Second, getting to the first belay can be tricky. There is definitely a large patch of poison ivy off to the left of the "trail". The scrambling is 4th class on loose terrain.
Third, tape up if you're not used to coarse, granite, splitter cracks. Bring the roll with you.
Fourth, this route is the epitome of sandbag. I have climbed many a 5.9 from Eldo to Lumpy, and from RMNP to the RRG. This is a sandbag. It doesn't matter that you can clean aid it easily and can leapfrog the same two cams up the splitter sections (which is pretty neat), it's not 5.9. Yes, yes, it's all relative.
Fifth, the second pitch will eat your rope. We had to cut our second rope, because it got stuck in the crack right behind the fixed Trango cam. There were the remains of a few other ropes in there, so we're not the first ones. Hopefully you won't be next.
Sixth, the bird poop belay is disgusting. Wash your hands after climbing or risk getting any number of lovely avian communicable diseases! No joke, the flakes will get in your mouth or eyes, so bring sunglasses. The respirator is optional.
Sixth, the descent. Think ball bearings surrounded by yucca plants, cacti, thorn bushes, and poison ivy. Throw in some tired legs and heavy packs and you have yourself a grand ol' time! Poles and microspikes are a fantastic idea. A better idea would be to get involved with Access Fund and build a bone fide trail up there. The hillside is obviously eroding.
Seventh, yeah, it was fun. I'll probably go back to do it properly. It's in a stunningly beautiful location and the rock is bomber.
|By Jordan Hirro|
From: Colorado Springs/Glenwood Spri
Oct 14, 2013
Hopped on this with Ryan today after Dancesatmoonrise highly suggested it.
Aside form the temperamental weather (which included rain, small flurries, and crazy cold winds), this was an excellent route. Everyone's recent beta is spot on, I recommend following that. Have fun!

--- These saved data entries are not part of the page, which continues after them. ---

PR #692, opened 2021-08-13
helm: adding annotations to upgrade jobs

### LINKED ISSUE #675: Job annotations
We use istio on our estate, which creates a sidecar to encrypt pod-pod communication.
This causes jobs to never complete because the side car never exits.
Istio can be turned off either by adding annotations to the pod or can be told to ignore pods with specific labels.
However we because both the daemonset and the job have the same labels, and you can't specify job annotations we can't tell istio to ignore the jobs keep-crds and upgrade-crds

Happy to create a PR if you are ok with it, I think the easiest is to extend the work done https://github.com/kubernetes-sigs/secrets-store-csi-driver/issues/435 to include annotations for the jobs
That way you could pass the value linux.jobAnnotations to annotate the 2 jobs
can also split it out so there is a keepjob and updatejob if you wanted to have the option of different annotations for the 2 jobs.

https://github.com/kubernetes-sigs/secrets-store-csi-driver/blob/master/charts/secrets-store-csi-driver/templates/secrets-store-csi-driver.yaml#L25
https://github.com/kubernetes-sigs/secrets-store-csi-driver/blob/master/charts/secrets-store-csi-driver/templates/keep-crds-upgrade-hook.yaml#L49
All the labels in keep-crds-upgrade-hook are also in csi-driver and there are no annotations for the job either

**Environment:**

- Secrets Store CSI Driver version: (use the image tag): v0.1.0
- Kubernetes version: (use `kubectl version`): v1.20.5

thomasmRavn:

Fixes #675 

https://github.com/kubernetes-sigs/secrets-store-csi-driver/issues/675


thomasmRavn:
I signed it

thomasmRavn:
I signed it

aramase (commented):
/ok-to-test

aramase:
/label tide/merge-method-squash
/retitle helm: adding annotations to upgrade jobs

aramase (commented):
@thomasmRavn Thank you for the PR!

/approve

Issue #597, opened 2021-06-16
Deprecate `--filtered-watch-secret` flag


aramase:
/kind cleanup

sozercan:
Is there a deprecation process defined?

aramase:
This has been the process so far:

1. Deprecate the flag in the code (Setting the flag no longer takes effect)
2. Remove the flag completely after n+2 releases

616b2f:
@aramase any insides about why it is depricated? I mean it was set to true in v0.1.0 via this PR #550 and was mentioned in the release notes of the last release? Can you please help me to understand.

aramase:
> @aramase any insides about why it is depricated? I mean it was set to true in v0.1.0 via this PR #550 and was mentioned in the release notes of the last release? Can you please help me to understand.

The feature is enabled in `v0.1.0`. The flag will be deprecated as this is going to be default behavior and will not be configurable going forward.

PR #697, opened 2021-08-19
chore: make `--filtered-watch-secret` flag no-op

aramase:

Filtered watch secret has been enabled by default in `v0.1.0` release. This PR makes the flag configuration no-op to not allow disabling the feature. The flag will be removed altogether from code, deployment and helm charts in n+2 releases.

ref https://github.com/kubernetes-sigs/secrets-store-csi-driver/issues/597

### DIFF
--- a/cmd/secrets-store-csi-driver/main.go
+++ b/cmd/secrets-store-csi-driver/main.go
@@ -64,6 +64,7 @@ var (
 
 	// enable filtered watch for NodePublishSecretRef secrets. The filtering is done on the csi driver label: secrets-store.csi.k8s.io/used=true
 	// For Kubernetes secrets used to provide credentials for use with the CSI driver, set the label by running: kubectl label secret secrets-store-creds secrets-store.csi.k8s.io/used=true
+	// This feature is enabled by default starting v0.1.0 and can't be disabled starting v1.0.0 release.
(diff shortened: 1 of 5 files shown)


cmd/secrets-store-csi-driver/main.go
```diff
@@ -64,7 +64,8 @@ var (
 
 	// enable filtered watch for NodePublishSecretRef secrets. The filtering is done on the csi driver label: secrets-store.csi.k8s.io/used=true
 	// For Kubernetes secrets used to provide credentials for use with the CSI driver, set the label by running: kubectl label secret secrets-store-creds secrets-store.csi.k8s.io/used=true
-	filteredWatchSecret = flag.Bool("filtered-watch-secret", true, "enable filtered watch for NodePublishSecretRef secrets with label secrets-store.csi.k8s.io/used=true")
+	// This feature is enabled by default starting v0.1.0 and can't be disabled starting v1.0.0 release.
+	_ = flag.Bool("filtered-watch-secret", true, "enable filtered watch for NodePublishSecretRef secrets with label secrets-store.csi.k8s.io/used=true")
```
tam7t, line 68: should we add a `klog.Error` or warning if this is set to `false` to tell users that it has no effect?

aramase: Added a warning message: `Filtered watch for nodePublishSecretRef secret based on secrets-store.csi.k8s.io/used=true label can't be disabled. The --filtered-watch-secret flag will be deprecated in future releases.`. Lmk what you think.

PR #704, opened 2021-08-20
Updated metrics-addr to accept integer value rather than ':port-number'

Atharva-Shinde:
Signed-off-by: Atharva Shinde <atharvashinde179@gmail.com>

Fixes #


cmd/secrets-store-csi-driver/main.go
```diff
@@ -55,7 +55,7 @@ var (
 	logFormatJSON      = flag.Bool("log-format-json", false, "set log formatter to json")
 	providerVolumePath = flag.String("provider-volume", "/etc/kubernetes/secrets-store-csi-providers", "Volume path for provider")
 	// this will be removed in a future release
-	metricsAddr          = flag.String("metrics-addr", ":8095", "The address the metric endpoint binds to")
+	metricsAddr          = flag.String("metrics-addr", "8095", "The address the metric endpoint binds to")
```
tam7t, line 58: We should not have a configuration named `addr` when it actually accepts a port number as this will cause confusion.

cmd/secrets-store-csi-driver/main.go
```diff
@@ -112,7 +112,7 @@ func main() {
 
 	mgr, err := ctrl.NewManager(cfg, ctrl.Options{
 		Scheme:             scheme,
-		MetricsBindAddress: *metricsAddr,
+		MetricsBindAddress: fmt.Sprintf(":%d", *metricsAddr),
```
tam7t, line 115: this loses the ability to choose how the metrics service should be bound (whether just local interface or all interfaces)

nilekhc: @tam7t Could you please elaborate?

nilekhc:
Hello all,
We discussed this PR today in our [community call](https://www.youtube.com/watch?v=99cvC_5K2IQ). We agreed that specifying address rather than a port number, gives user flexibility around what bind address they want to use and we want to persist that flexibility. We could potentially create new flag just to accept _portNumber_ but then it will increase confusion rather than simplifying things which was original motive behind this PR. So, we are not moving ahead with this change.

/close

|By The Blueprint Part Dank|
From: FEMA Region VIII
Oct 20, 2013
Rarely does a route live up to its hype in the way that this did, simply stunning in every way. Thought provoking, sustained, and varied on some of the best granite this side of Yosemite. Is it sandbagged? Probably. Should you care? Absolutely not. If you can place gear well and climb solid 5.9, you'll make it up and down safely. It just may not be super pretty.
I also agree with the suggestion to lead P2 and P3 in a block. Build your belay in the bird poop pod, and have your second build a belay parallel to the big roof to climber's left of the route, about 10 ft below the larger pod. You can certainly get two climbers in the pod, but it's not the best way to climb this beaut.